# quórum, capita, cápita



## marinapp

Hola a todos,

Sé que la palabra "quórum", lleva tilde, pero necesito una explicación del porqué.

Gracias.


----------



## kreiner

Tengo entendido que según las nuevas normas debería escribirse "cuórum". La tilde se explica por ser palabra llana terminada en consonante distinta de "n" o "s". Por supuesto, en latín no lleva tilde.


----------



## Peterdg

kreiner said:


> Tengo entendido que según las nuevas normas debería escribirse "cuórum".


 Sí, ahora es *cuórum*.


----------



## Adelaida Péndelton

Sí, y si aún así prefieres la forma con Q, no lleva tilde sino cursiva (_quorum_).


----------



## marinapp

Muchísimas gracias.

Me estáis ayudando un montón.


----------



## Erreconerre

marinapp said:


> Hola a todos,
> 
> Sé que la palabra "quórum", lleva tilde, pero necesito una explicación del porqué.
> 
> Gracias.


 
Las palabras graves se escriben con acento cuando terminan en consonante que no es _ene_ o _ese_: almíbar, azúcar, fácil... etc.


----------



## Calambur

marinapp said:


> Sé que la palabra "quórum", lleva tilde, pero necesito una explicación del porqué.
> 
> Gracias.


Porque la regla dice que los términos latinos se acentúan con arreglo a las normas prescritas para las palabras españolas. 

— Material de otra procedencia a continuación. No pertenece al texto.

Issue #982, opened 2026-07-29
chore(crawdad): consolidate the three near-duplicate helper pairs in test_dependency_pins.py


Geoffe-Ga:
## Context

`crawdad/tests/test_dependency_pins.py` now guards three security pins — `mcp` (#862), `pyasn1` (#867), and `aiohttp` (#978) — and each one carries its own near-identical helper pair:

- `_mcp_specifier()` / `_locked_mcp_version()`
- `_pyasn1_constraint_specifier()` / `_locked_pyasn1_version()`
- `_aiohttp_constraint_specifier()` / `_locked_aiohttp_version()`

The lock-reading helpers are byte-identical apart from the package name; the specifier helpers differ only in which table they read (`[project].dependencies` for the direct `mcp` pin vs `[tool.uv].constraint-dependencies` for the two transitive ones).

## Why it was left alone in #978

Deliberate call by the architect and confirmed at Gate 2.5 review on PR #981: consolidating would have required editing every existing test body during a **P0 security** fix, and this repo has a documented failure mode of specialists silently mangling live assertions during "refactors". Keeping #978 purely additive (`105 insertions, 0 deletions`) made the no-assertion-lost property trivially verifiable in the diff. The triplication was accepted as the lower-risk trade.

Three copies is where the pattern stops being a coincidence, so it is worth doing now — outside a security PR, where a careful diff review is affordable.

## Proposal

Extract two generic helpers:

- `_locked_version(name: str) -> Version`
- `_constraint_specifier(name: str) -> SpecifierSet` and `_declared_specifier(name: str) -> SpecifierSet` (or one helper with a table selector)

Keep every existing test function, assertion, and assertion message intact — this is a plumbing change only. The assertion messages are deliberately specific (they name advisory IDs and explain the floor) and must not be genericised away.

`creek-tools/tests/test_dependency_pins.py` has the same shape and should get the same treatment in the same PR if it has drifted the same way.

## Acceptance
- No test function removed, renamed, or weakened; `git diff --numstat` deletions accounted for line by line.
- `cd crawdad && ./scripts/check-all.sh` exits 0.
- Deliberately break each pin locally (floor and lock, per package) and confirm the corresponding test still fails with a useful message.

Refs #978, PR #981

PR #967, opened 2026-07-29
fix(quality): bring creek_mcp under mypy, bandit and pylint (#925)

Geoffe-Ga:
## Summary

`creek_mcp/` — the network-facing package (MCP server, bearer auth, remote auth, token policy, path confinement, audit log, 20 tool modules) — was excluded from **mypy, bandit and pylint**. Not by any config exclusion: every invocation simply passed `creek/` as its only CLI target. This PR widens all three to `creek/ creek_mcp/` at every surface and pins that with a gate-contract test.

This is not hygiene. PR #963 ran a standalone `mypy creek_mcp/` and went 7 errors → 4; one of the three it eliminated was `server.py:185: has no attribute "_default_llm"; maybe "default_llm"?` — mypy would have caught #929, a production path that had **never worked**, at authoring time for free.

### How each scanner was scoped, before → after

| Scanner | Before | After |
|---|---|---|
| mypy | `scripts/typecheck.sh` → `python -m mypy creek/` | `creek/ creek_mcp/` |
| bandit (local) | `scripts/security.sh` → `bandit -r creek/ -ll` | `creek/ creek_mcp/`, `-ll` kept |
| bandit (CI) | `ci.yml` **inlines** `bandit -r creek/ …` — does *not* call the script | both lines widened |
| pylint (gate) | `scripts/pylint.sh` → `python -m pylint creek/` ×2 (gating + JSON) | both widened |
| pylint (extended) | `scripts/lint-extended.sh` → `pylint creek/` | widened |
| pylint (pre-commit) | `pylint-fast` hook `files: ^creek-tools/creek/` | `^creek-tools/(creek\|creek_mcp)/` |

There was **no** `[tool.bandit] exclude_dirs` entry, mypy `exclude`, or per-module override for `creek_mcp` — the target argument was the whole mechanism.

**CI parity was the trap.** mypy and pylint reach CI through `./scripts/typecheck.sh` and `./scripts/pylint.sh`, so the script edits propagate. The bandit step **inlines** its own `bandit -r` and never calls `scripts/security.sh`, so widening the script alone would have been local-only. Both `ci.yml` bandit lines were edited, and both files now carry a comment saying the two target lists are hand-synced. No other workflow gates on these three scanners.

The pre-commit `mypy` and `bandit` hooks are staged-file-typed with no `files:` filter, so they already covered `creek_mcp` — only `pylint-fast` needed widening.

### Findings the widening surfaced, and how each was routed

[...]

PR #985, opened 2026-07-29
fix(security): run pip-audit in crawdad's gate on both dependency surfaces

### LINKED ISSUE #979: [scan:security] crawdad security gate runs bandit but never pip-audit — 19 advisories accumulated undetected
## Role
its existing conventions (TDD via stay-green, the `cd crawdad &&
./scripts/check-all.sh` gate, ≥90% branch coverage, ≥95% docstring coverage,
complexity ≤10, mypy strict, zero lint/type suppressions). You are closing a
gap in the security gate itself, so treat `creek-tools/scripts/security.sh` as
the reference implementation to bring CrawDad up to parity with.

## Goal
Add a `pip-audit` dependency-vulnerability step to `crawdad/scripts/security.sh`
so `cd crawdad && ./scripts/check-all.sh` fails on any advisory in
`crawdad/uv.lock`, verified by the script exiting non-zero on the currently
locked (vulnerable) tree and exiting zero once #978 lands.

## Context
- File(s): `crawdad/scripts/security.sh:1-7` (entire script),
  `crawdad/scripts/check-all.sh:32`, `.github/workflows/ci.yml:216-255`
  (the `crawdad` / "CrawDad Quality" job)
- Scanned at commit: `36a4e4f219372dd91caad1f9b281ec6f9e9092fa` — re-verify against HEAD before starting
- Evidence: `crawdad/scripts/security.sh` runs Bandit and **nothing else** —
  there is no dependency audit anywhere in the CrawDad gate:

  ```bash
  #!/usr/bin/env bash
  # scripts/security.sh — Bandit on the source tree.
  set -euo pipefail
  SCRIPT_DIR="$(cd "$(dirname "${BASH_SOURCE[0]}")" && pwd)"
  cd "$(dirname "$SCRIPT_DIR")"
  bandit -r crawdad -ll
  ```

  `crawdad/scripts/check-all.sh:32` invokes it as
  `run "Security" "$SCRIPT_DIR/security.sh"`, and `.github/workflows/ci.yml`
  runs only `./scripts/check-all.sh` for the crawdad job ("Single source of
  truth: identical script developers run locally"). So no dependency audit
  runs for CrawDad locally *or* in CI.
- **Impact, corroborated by a second independent signal:** running the audit
  by hand at this SHA surfaces **19 known vulnerabilities in 5 packages** that
  the gate has never reported — `aiohttp` (11, see #978), `cryptography`,
  `pydantic-settings`, `python-multipart`, and `starlette`. Every one has a
  published fix. `creek-tools/uv.lock` already carries the fixed versions of
  four of them, so CrawDad has silently drifted behind its sibling package
  precisely because it has no gate to hold the line.
- Secondary drift to fix in the same PR: the CI job installs with
  `pip install -e ".[dev]"` (unpinned) rather than from the committed
  `uv.lock`, so CI does not even exercise the locked tree the audit is meant
  to protect. `creek-tools` installs from its lock; CrawDad should too.
- The reference implementation is `creek-tools/scripts/security.sh`, which
  runs `bandit -r creek/ creek_mcp/ -ll` **and** `pip-audit`, with each
  ignored advisory carrying an inline justification, an advisory link, and a
  re-audit date.
- Related: #978 (the aiohttp advisories this gate would have caught).

## Output Format
`cd crawdad && ./scripts/check-all.sh`, and (4) references this issue with
"Closes #N".

## Examples
```bash
# BEFORE — crawdad/scripts/security.sh
set -euo pipefail
SCRIPT_DIR="$(cd "$(dirname "${BASH_SOURCE[0]}")" && pwd)"
cd "$(dirname "$SCRIPT_DIR")"
bandit -r crawdad -ll

# AFTER
set -euo pipefail
SCRIPT_DIR="$(cd "$(dirname "${BASH_SOURCE[0]}")" && pwd)"
cd "$(dirname "$SCRIPT_DIR")"

echo "=== Security Checks (Bandit) ==="
bandit -r crawdad -ll || { echo "✗ Bandit found issues" >&2; exit 1; }

echo "=== Dependency Vulnerability Check (pip-audit) ==="
# Audit the committed lock, not whatever happens to be installed, so local
# and CI agree on the same dependency set. No --ignore-vuln entries today;
# any future entry needs a justification, an advisory link, and a re-audit
# date, matching creek-tools/scripts/security.sh.
uv export --frozen --all-extras --no-hashes -o "$(mktemp -t crawdad-reqs-XXXXXX.txt)" ...
pip-audit -r "$REQS" || { echo "✗ pip-audit found vulnerable dependencies" >&2; exit 1; }
```

Note the deliberate choice to audit the **exported lock** rather than the
ambient environment: `pip-audit` with no `-r` audits site-packages, which in
CI is an unpinned `pip install -e ".[dev]"` tree and therefore not the thing
the lockfile promises. Auditing the export is what makes the gate meaningful.

For the test, follow the existing `crawdad/tests/` conventions for
script-shape assertions — assert that `scripts/security.sh` actually invokes
`pip-audit` and that `check-all.sh` still wires `security.sh` in, so the gate
cannot be silently removed again.

## Constraints
- Do not land this with `|| true` or any escape hatch on the `pip-audit`
  step — a non-blocking security gate is the bug being fixed here
- Do not add `--ignore-vuln` entries to make the gate pass on today's
  vulnerable lock. The correct sequence is to land #978 (which clears all 19
  advisories) and let this gate go green honestly; if the two PRs race, this
  one may land second
- Keep `shellcheck` clean — it runs in pre-commit

Geoffe-Ga:
## Summary

`crawdad/scripts/security.sh` ran exactly one line — `bandit -r crawdad -ll`. There was no `pip-audit` anywhere in crawdad's gate, while the sibling `creek-tools/scripts/security.sh` has run both all along. Eight known vulnerabilities accumulated in `crawdad/uv.lock` behind a green CI.

This follows the #925/#967 template: turn the scanner on **and** land the remediation in one change, so the gate ends green with every finding **fixed** rather than suppressed. **Zero suppressions** — no `--ignore-vuln`, no `--strict`, no `|| true`, no skip branches.

### Scope correction — the advisories were lockfile-only

Verified, not assumed. The CrawDad Quality job provisions with `pip install -e ".[dev]"`, and pip honours neither `uv.lock` nor `[tool.uv]`. An audit of the actual pip-provisioned venv returned `No known vulnerabilities found` **both before and after** this change. All eight lived in the lockfile.

They reach `uv sync` users, and the lock is the repo's reproducibility contract and its audit surface — so this is real and worth fixing — but it is **not** vulnerable code on the live bot's network path. Worth re-checking the `P0` label against that.

### What pip-audit is pointed at, and why: **both** surfaces

| Surface | Invocation | Question it answers |
|---|---|---|
| Installed environment | `pip-audit` | "Is what CI actually imports vulnerable?" |
| Exported lock | `uv export --quiet --locked ... -o <mktemp>` → `pip-audit --requirement <tmp> --disable-pip` | "Is the reproducibility contract `uv sync` users install vulnerable?" |

The gap between those two answers is exactly what let this drift, so auditing only one would have been the same mistake in a new place:

- **Environment-only** would have found *nothing* — it reports clean today while the lock carried eight.
- **Lock-only** leaves the CI install path permanently unguarded, because `[tool.uv].constraint-dependencies` **cannot protect a pip install**. The four floors this PR adds protect `uv sync` users only; the environment audit is the sole guard on the pip path. That is the same drift class #983 independently found in the dev toolchain (CI resolves ruff 0.16.0 / mypy 2.3.0 vs lock 0.15.14 / 2.1.0).

`creek-tools` gets away with a single bare `pip-audit` only because its CI installs **from** the lock (`uv pip install -r locked-requirements.txt`), which makes environment and lock the same artifact. crawdad's CI does not, so crawdad needs both.

### Findings table — 8 → 0, all fixed, none suppressed

Every version checked against the **live PyPI/OSV registry**, not recalled. All four are transitive-only with open upstream floors, so floors live in `[tool.uv].constraint-dependencies` per the DEP-003 precedent; `mcp>=1.28.1,<2.0.0` is untouched.

| Package | Locked | Advisory | Floor added | Live-registry check | Resolution |
|---|---|---|---|---|---|
| `cryptography` | 48.0.0 | GHSA-537c-gmf6-5ccf | `>=48.0.1` | latest 49.0.0; 48.0.1 first patched | **fixed** → 49.0.0 |
| `pydantic-settings` | 2.14.1 | GHSA-4xgf-cpjx-pc3j | `>=2.14.2` | latest 2.14.2 = the fix | **fixed** → 2.14.2 |
| `python-multipart` | 0.0.29 | PYSEC-2026-3036, -3037 (fixed 0.0.30); PYSEC-2026-3040 (fixed 0.0.31) | `>=0.0.31` | latest 0.0.32; **0.0.30 is a partial fix** | **fixed** → 0.0.32 |
| `starlette` | 1.1.0 | PYSEC-2026-248 (fixed 1.3.0); PYSEC-2026-249 (fixed 1.3.1) | `>=1.3.1` | latest 1.3.1; **1.3.0 is a partial fix** | **fixed** → 1.3.1 |

`python-multipart` and `starlette` follow the first-fully-patched convention #978 set for `aiohttp` (3.14.0 was partial): flooring at 0.0.30 / 1.3.0 would still ship a known advisory.

No ceiling blocks any raise — `mcp` 1.28.1 declares `pydantic-settings>=2.5.2`, `python-multipart>=0.0.9`, `starlette>=0.27`; `sse-starlette` 3.4.4 declares `starlette>=0.49.1`; `google-auth`/`pyjwt` declare `cryptography>=38.0.3`/`>=3.4.0`. The relock changed only those four versions — nothing removed, nothing downgraded.

### pip-audit output, verbatim

Before (exported lock):
```
Found 8 known vulnerabilities in 4 packages
Name              Version ID                  Fix Versions
----------------- ------- ------------------- ------------
cryptography      48.0.0  GHSA-537c-gmf6-5ccf 48.0.1
pydantic-settings 2.14.1  GHSA-4xgf-cpjx-pc3j 2.14.2
python-multipart  0.0.29  PYSEC-2026-3037     0.0.30
python-multipart  0.0.29  PYSEC-2026-3036     0.0.30
python-multipart  0.0.29  PYSEC-2026-3040     0.0.31
starlette         1.1.0   PYSEC-2026-248      1.3.0
starlette         1.1.0   PYSEC-2026-249      1.3.1
starlette         1.1.0   PYSEC-2026-248      1.3.0
```

After (`./scripts/security.sh`, both surfaces):
```
=== bandit: source tree ===
	No issues identified.
=== pip-audit: installed environment ===
No known vulnerabilities found
=== pip-audit: exported uv.lock ===
No known vulnerabilities found
```

### How I verified the change actually reaches CI

The brief warned that a script edit may not propagate — in this repo the creek-tools **bandit** step is inlined in `ci.yml` rather than calling `scripts/security.sh`. **That trap does not apply to crawdad**, and I verified rather than assumed it. The full chain:

1. `.github/workflows/ci.yml` "CrawDad Quality" job → `pip install -e ".[dev]"` then `run: ./scripts/check-all.sh` (it has no inlined scanner steps).
2. `crawdad/scripts/check-all.sh:32` → `run "Security" "$SCRIPT_DIR/security.sh"`.
3. `crawdad/scripts/security.sh:38,58,59` → the two `pip-audit` invocations.
4. Both tools come from the dev extra — so I added `pip-audit>=2.10.0` and `uv>=0.11.16` there. A gate tool the extras omit is a gate that cannot run.

Confirmed in a **from-scratch venv**: `pip install -e ".[dev]"` provisions pip-audit 2.10.1 and uv 0.12.0, and the bare audit runs clean. **No `ci.yml` change is needed.**

### Implementation notes

- **Hashed export** (no `--no-hashes`): lets `--disable-pip` work without `--no-deps` and avoids a per-run warning.
- **`--quiet`** suppresses only the redundant ~145 KB copy of the export that `-o` *also* dumps to stdout, which would bury the audit results in the CI log. Verified it does **not** silence failures: `--locked` still exits 2 with `The lockfile at uv.lock needs to be updated` on stderr.
- **`--locked` doubles as a lock-freshness gate** — editing `pyproject.toml` without `uv lock` now fails the Security step loudly. Intentional; the fix is `uv lock`, never dropping the flag.
- **No `--strict`**, deliberately: the unpublished local `crawdad` package is a permanent benign pip-audit SKIP, and `--strict` would make it a permanent false failure. Commented in-script so nobody "hardens" it later.
- Operational note: the environment arm means a new advisory in `pip`/`setuptools` can redden CI before a fix ships. The job already runs `pip install --upgrade pip setuptools wheel` first, and creek-tools has carried this same posture all along.

## Test plan

- 15 new tests in `crawdad/tests/test_dependency_pins.py`, all confirmed **RED before / GREEN after**:
  - 12 pin guards (pyproject floor + locked version per package), including explicit partial-fix guards rejecting `0.0.30` and `1.3.0`.
  - **3 gate-wiring guards** pinning the exact regression class that caused #979 — a scanner the gate declares but never runs: `security.sh` must audit the environment, must audit the exported lock, and the dev extra must provision both tools.
- Positive control that the environment arm is not a no-op: injected `pyasn1==0.6.3` into a scratch venv → bare `pip-audit` flagged 3 advisories and exited 1.
- **Gate 2 (crawdad) green:** `cd crawdad && ./scripts/check-all.sh` → exit 0, 7/7 checks, **554 tests** (was 539), 94.59% branch coverage. `shellcheck` clean on `security.sh`. The creek-tools gate was not run because the diff touches no `creek-tools/` file.

### Test integrity

One test file touched. `git diff --numstat origin/main` → `571 insertions / 8 deletions`. All 8 deletions are **docstring prose**, not code: the module and two test docstrings claimed "`uv.lock` is what CI installs and what pip-audit inspects" — false for crawdad, and precisely the misconception that let the lock drift unaudited. Corrected as a **deliberate accuracy fix**, not a cleanup.

An AST comparison against `origin/main` (docstrings stripped) confirms: **zero pre-existing definitions removed, zero pre-existing code changed**; 28 new definitions added (13 helpers + 15 tests). SHA-256 `bd3907b7…` → `818ae14d…`.

## Known gaps / follow-ups

- The 3 gate-wiring guards parse `security.sh` as text, so they would not catch a future refactor to `python -m pip_audit` or a `$VAR`-indirected invocation. Real but theoretical for a script this size; flagged rather than over-engineered.
- This PR enlarges **#982**'s helper-duplication surface by four helper pairs (deliberate — consolidating is that issue's job).
- Dev-tool version ceilings stay out of scope (**#983**). The two tools added here are unbounded in the same style as crawdad's existing dev extras and should be swept in with that issue.
- `.github/dependabot.yml` covers `/creek-tools` but **not** `/crawdad`, so crawdad's deps get no automated bump PRs. Out of scope here; worth its own issue.

Closes #979
Refs #925, #967, #978, #982, #983

### DIFF
--- a/crawdad/CLAUDE.md
+++ b/crawdad/CLAUDE.md
@@ -22,6 +22,9 @@ These mirror `creek-tools/CLAUDE.md` at a smaller scale:
    - MyPy strict mode, zero violations
    - Ruff lint + format, zero violations
    - Bandit, zero medium-or-above findings
+   - pip-audit, zero known vulnerabilities across both the installed
+     environment and the exported `uv.lock` — no suppression without
+     a tracked issue
 
 ## 2. Project overview
 
@@ -145,3 +148,22 @@ The bot does **not** exit on MCP subprocess failure. The pattern is:
 | Type checking | strict, zero | `mypy --strict` |
 | Lint + format | zero | `ruff check` + `ruff format` |
 | Security | zero medium+ | `bandit -r crawdad/ -ll` |
+| Dependency vulnerabilities | zero known | `pip-audit` (installed env + exported `uv.lock` — `./scripts/security.sh`) |
+
+`scripts/security.sh` runs `pip-audit` twice because crawdad has two
+distinct dependency surfaces and each answers a different question.
+CI provisions with `pip install -e ".[dev]"`, and pip honours neither
+`uv.lock` nor `[tool.uv].constraint-dependencies` — both are invisible
+to it — so a bare `pip-audit` audits only what CI actually imports.
+The second run exports `uv.lock` (`uv export --quiet --locked
+--all-extras --no-emit-project`) and audits that instead, since
+`uv.lock` is the reproducibility contract `uv sync` users install and
+is where all eight advisories of #979 lived; an environment-only audit
+would have reported clean while the lock carried eight. `--locked`
+doubles as a lock-freshness gate — if `pyproject.toml` and `uv.lock`
+have drifted, the export fails with "The lockfile at `uv.lock` needs
+to be updated" and the fix is `uv lock`, never dropping `--locked`.
+Do not add `--strict` to either `pip-audit` call: the local `crawdad`
+package isn't published to PyPI, so pip-audit always reports it as a
+benign SKIP, and `--strict` would turn that permanent skip into a
+permanent false failure.
--- a/crawdad/pyproject.toml
+++ b/crawdad/pyproject.toml
@@ -48,6 +48,14 @@ dev = [
     "radon>=6.0.0",
     "xenon>=0.9.0",
     "types-PyYAML>=6.0.0",
+    # scripts/security.sh — the security gate — shells out to both of
+    # these: pip-audit scans the installed environment and the exported
+    # lock, and uv performs the `uv export --locked` that produces that
+    # export. CI installs only this extra before running check-all.sh,
+    # so the gate's own toolchain has to be declared here or the gate
+    # cannot run (#979).
+    "pip-audit>=2.10.0",
+    "uv>=0.11.16",
 ]
 
 [build-system]
@@ -72,6 +80,34 @@ constraint-dependencies = [
     # transitive via google-genai → google-auth → pyasn1-modules.
     # Both fixed in 0.6.4 (#867).
     "pyasn1>=0.6.4",
+    # Security: pin cryptography above GHSA-537c-gmf6-5ccf, carried by
+    # the previously-locked 48.0.0 — transitive via google-genai →
+    # google-auth → cryptography and via mcp → pyjwt → cryptography.
+    # Fixed in 48.0.1. Both consumers declare open floors
+    # (google-auth: cryptography>=38.0.3, pyjwt: cryptography>=3.4.0),
+    # so nothing upstream blocks the raise (#979).
+    "cryptography>=48.0.1",
+    # Security: pin pydantic-settings above GHSA-4xgf-cpjx-pc3j,
+    # carried by the previously-locked 2.14.1 — transitive via mcp →
+    # pydantic-settings. Fixed in 2.14.2; mcp 1.28.1 declares
+    # pydantic-settings>=2.5.2, so the pinned mcp is unaffected (#979).
+    "pydantic-settings>=2.14.2",
+    # Security: pin python-multipart above PYSEC-2026-3036,
+    # PYSEC-2026-3037, and PYSEC-2026-3040, all carried by the
+    # previously-locked 0.0.29 — transitive via mcp → python-multipart.
+    # 0.0.30 fixes only the first two, so the floor is 0.0.31, the first
+    # fully patched release (same first-fully-patched convention as
+    # aiohttp>=3.14.1 above). mcp 1.28.1 declares
+    # python-multipart>=0.0.9 (#979).
+    "python-multipart>=0.0.31",
+    # Security: pin starlette above PYSEC-2026-248 and PYSEC-2026-249,
+    # both carried by the previously-locked 1.1.0 — transitive via
+    # mcp → starlette and mcp → sse-starlette → starlette. 1.3.0 fixes
+    # only PYSEC-2026-248, so the floor is 1.3.1, the first fully
+    # patched release. mcp 1.28.1 declares starlette>=0.27 (>=0.48.0 on
+    # Python ≥3.14) and sse-starlette 3.4.4 declares starlette>=0.49.1,
+    # so both consumers accept the raise (#979).
+    "starlette>=1.3.1",
 ]
 
 [tool.setuptools.packages.find]
--- a/crawdad/scripts/security.sh
+++ b/crawdad/scripts/security.sh
@@ -1,8 +1,59 @@
 #!/usr/bin/env bash
-# scripts/security.sh — Bandit on the source tree.
+# scripts/security.sh — Bandit on the source tree, then pip-audit on
+# both dependency surfaces (installed environment and exported uv.lock).
 set -euo pipefail
 
 SCRIPT_DIR="$(cd "$(dirname "${BASH_SOURCE[0]}")" && pwd)"
 cd "$(dirname "$SCRIPT_DIR")"
 
+echo "=== bandit: source tree ==="
 bandit -r crawdad -ll
+
+# pip-audit runs twice because crawdad has two distinct dependency
+# surfaces, and each one answers a different question.
+#
+# 1. The installed environment — "is what CI actually imports
+#    vulnerable?" CI provisions with `pip install -e ".[dev]"`, and pip
+#    honours neither uv.lock nor [tool.uv].constraint-dependencies:
+#    both are invisible to it. Nothing else in the gate guards this
+#    surface, so a floor can be correct in pyproject and in the lock
+#    while CI still resolves a vulnerable transitive release.
+# 2. The exported lock — "is the reproducibility contract `uv sync`
+#    users install vulnerable?" All eight advisories of #979 lived
+#    here: an environment-only audit reported "No known vulnerabilities
+#    found" while uv.lock carried eight, so auditing the environment
+#    alone would have missed this entire issue.
+#
+# The gap between those two answers is what let the drift go unnoticed.
+# The sibling creek-tools gate gets away with a single bare pip-audit
+# only because its CI installs FROM the lock (`uv pip install -r
+# locked-requirements.txt`), which makes environment and lock the same
+# artifact. crawdad's CI does not, so crawdad needs both.
+
+echo "=== pip-audit: installed environment ==="
+# No --strict here: the local `crawdad` package is not published to
+# PyPI, so pip-audit always reports it as a benign SKIP. --strict would
+# promote that permanent skip into a permanent false failure — do not
+# "harden" this by adding it.
+pip-audit
+
+echo "=== pip-audit: exported uv.lock ==="
+LOCK_REQUIREMENTS="$(mktemp)"
+trap 'rm -f "$LOCK_REQUIREMENTS"' EXIT
+# --locked doubles as a lock-freshness gate: the export fails instead
+# of silently relocking when pyproject.toml and uv.lock have drifted.
+# That failure is intentional — the fix is to run `uv lock`, never to
+# drop --locked.
+#
+# The export deliberately keeps hashes (no --no-hashes): the hashed
+# form lets `pip-audit --disable-pip` resolve the requirements without
+# --no-deps and without emitting the "users are encouraged to fully
+# hash" warning on every run.
+#
+# --quiet suppresses only the redundant copy of the export that `-o`
+# otherwise also dumps to stdout (~145 KB of hashes per run, which
+# would bury the audit results in the CI log). It does NOT silence
+# failures: `--locked` still exits non-zero with "The lockfile at
+# `uv.lock` needs to be updated" on stderr when the lock has drifted.
+uv export --quiet --locked --all-extras --no-emit-project -o "$LOCK_REQUIREMENTS"
+pip-audit --requirement "$LOCK_REQUIREMENTS" --disable-pip
--- a/crawdad/tests/test_dependency_pins.py
+++ b/crawdad/tests/test_dependency_pins.py
@@ -38,13 +38,45 @@ discord.py 2.7.1 declares ``aiohttp<4,>=3.7.4``, so nothing about
 discord.py changes, and the floor lives in
 ``[tool.uv].constraint-dependencies`` alongside pyasn1.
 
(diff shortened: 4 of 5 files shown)


Geoffe-Ga:
## Summary
Adds `pip-audit` to crawdad's security gate on both the installed environment and the exported `uv.lock`, and fixes the 8 advisories (across `cryptography`, `pydantic-settings`, `python-multipart`, `starlette`) that had accumulated in the lock unnoticed. Backed by 15 new tests, dev-extra additions (`pip-audit`, `uv`), and matching `CLAUDE.md`/docstring documentation.

## Strengths
- Root-caused *why* the gap existed (pip installs neither honor `uv.lock` nor `[tool.uv].constraint-dependencies`) instead of just bolting on a scanner, and audits both surfaces the gap implies.
- Correctly avoids the "partial fix" trap for `python-multipart` (0.0.30) and `starlette` (1.3.0), flooring at the first fully-patched release for each (verified: `uv.lock` resolves `python-multipart` to 0.0.32 and `starlette` to 1.3.1, both ≥ the stated floors).
- Zero suppressions (`grep`-checked `security.sh`: no `--ignore-vuln`, no `--strict`, no `|| true`).
- Traced the actual CI path (`ci.yml` → `check-all.sh` → `security.sh`) end-to-end rather than assuming the script edit propagates, and confirmed with a from-scratch venv that `.[dev]` provisions the new tools.
- Test coverage of the *wiring* itself (`test_security_script_audits_installed_environment`, `..._exported_lock`, `test_dev_extras_provision_audit_toolchain`) pins the exact regression class (#979: a scanner declared but never run), not just the pins.
- I hand-traced `_pip_audit_invocations`/`_is_pip_audit_command`/`_targets_requirements_file` against the real `security.sh` content and confirmed they classify the bare `pip-audit` vs. the `--requirement ... --disable-pip` invocation correctly, including not miscounting the `echo "=== pip-audit: ..."` lines.

## Security Concerns
🟢 None found. `mktemp`/`trap` cleanup is correct and race-free for this use (non-sensitive dependency-version data); `--locked` on `uv export` correctly turns lock drift into a hard CI failure rather than a silent relock. I could not independently re-verify the underlying CVE/GHSA/PYSEC advisory data against the live registries (no web access in this session) — the PR body documents that verification was done against live PyPI/OSV, and the internal consistency (constraint floor ↔ resolved lock version ↔ test assertions) all checks out, so I'm not blocking on this, just flagging it as unverified by me directly.

## Problems
None blocking.

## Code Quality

Las palabras graves que terminan en *n, s,* o *vocal*, no se tildan; *quórum* es palabra grave y termina en m, por eso se tilda.


----------



## marinapp

¡Muchas gracias Calambur!


----------



## XiaoRoel

Sigo insistiendo en que en latín no existen tildes. A mí quorum con tilde a la española me parece una barbaridad (y jamás escribiré engendros de tal calibre). Bastante tiene la Irreal con el cristo normativo que ha montado en español, como para regulamentar la grafía del latín.


----------



## 0scar

Según los sabios habrá que escribir cuórum o _quorum._
Yo escribiré cuorun o_ quorum _y, de paso cañazo, escribiré iten _o item._


----------



## ninux

XiaoRoel said:


> Sigo insistiendo en que en latín no existen tildes. A mí quorum con tilde a la española me parece una barbaridad (y jamás escribiré engendros de tal calibre). Bastante tiene la Irreal con el cristo normativo que ha montado en español, como para regulamentar la grafía del latín.


----------



## 0scar

Con _quórum_ lo que se reglamenta es la grafía del castellano, no del latín.

*quórum**.*
(Del lat. _quorum_, genit. pl. de _qui_).
(DRAE)


----------



## XiaoRoel

Si fuese *quoro sería español, quorum (de quienes) es puro latín.


----------



## Namarne

Peterdg said:


> Sí, ahora es *cuórum*.


Con lo bonito que era *quórum*. Así parece _cuore _"latinizado" o no sé qué. Yo al menos tengo que leerlo dos veces para entender de qué se está hablando. Supongo que con _fórum _no habrá problemas.


----------



## XiaoRoel

O _forum_ o foro. Aquí sin lugar a dudas estamos ante un doblete latino y español respectivamente.


----------



## Namarne

Yo prefiero no hacer faltas de ortografía y escribir _fórum _o _foro_.


----------



## XiaoRoel

Pues las estás cometiendo en latín al usar tildes. Y no veo que tiene que ver la irreal con el latín. A ver si ahora nos quieren dejar sin trabajo a los latinistas o, lo que es peor, sumidos en la perplejidad y confusión a que nos tienen habituados en cuanto al español.


----------



## Namarne

No, si yo no escribo en latín, bastante tengo con escribir mal el castellano. Sí, no sé muy bien por qué la Academia opta por ese tipo de soluciones, también pasa con palabras de otras lenguas (_sándwich_, por ejemplo). Será para orientar sobre qué sílaba recae el acento, no sé. Lo único que yo tenía claro (pero ya no) es que desde el momento en que se coloca la tilde, la palabra ya no está escrita en latín (ni en inglés).


----------



## Vampiro

Peterdg said:


> Sí, ahora es *cuórum*.


A ver... que levante la mano quien se anima a usar esa palabreja.
_


----------



## 0scar

La RAE no tiene nada que ver con el latín ni con el inglés, por eso escribe quórum y sándwich, caso contrario aclara que son voces extranjeras y que hay que escribirlas en cursiva.
Si yo fuese la RAE no incluiría ninguna voz extranjera en el diccionario, no tiene sentido.


----------



## Vampiro

0scar said:


> Si yo fuese la RAE no incluiría ninguna voz extranjera en el diccionario, no tiene sentido.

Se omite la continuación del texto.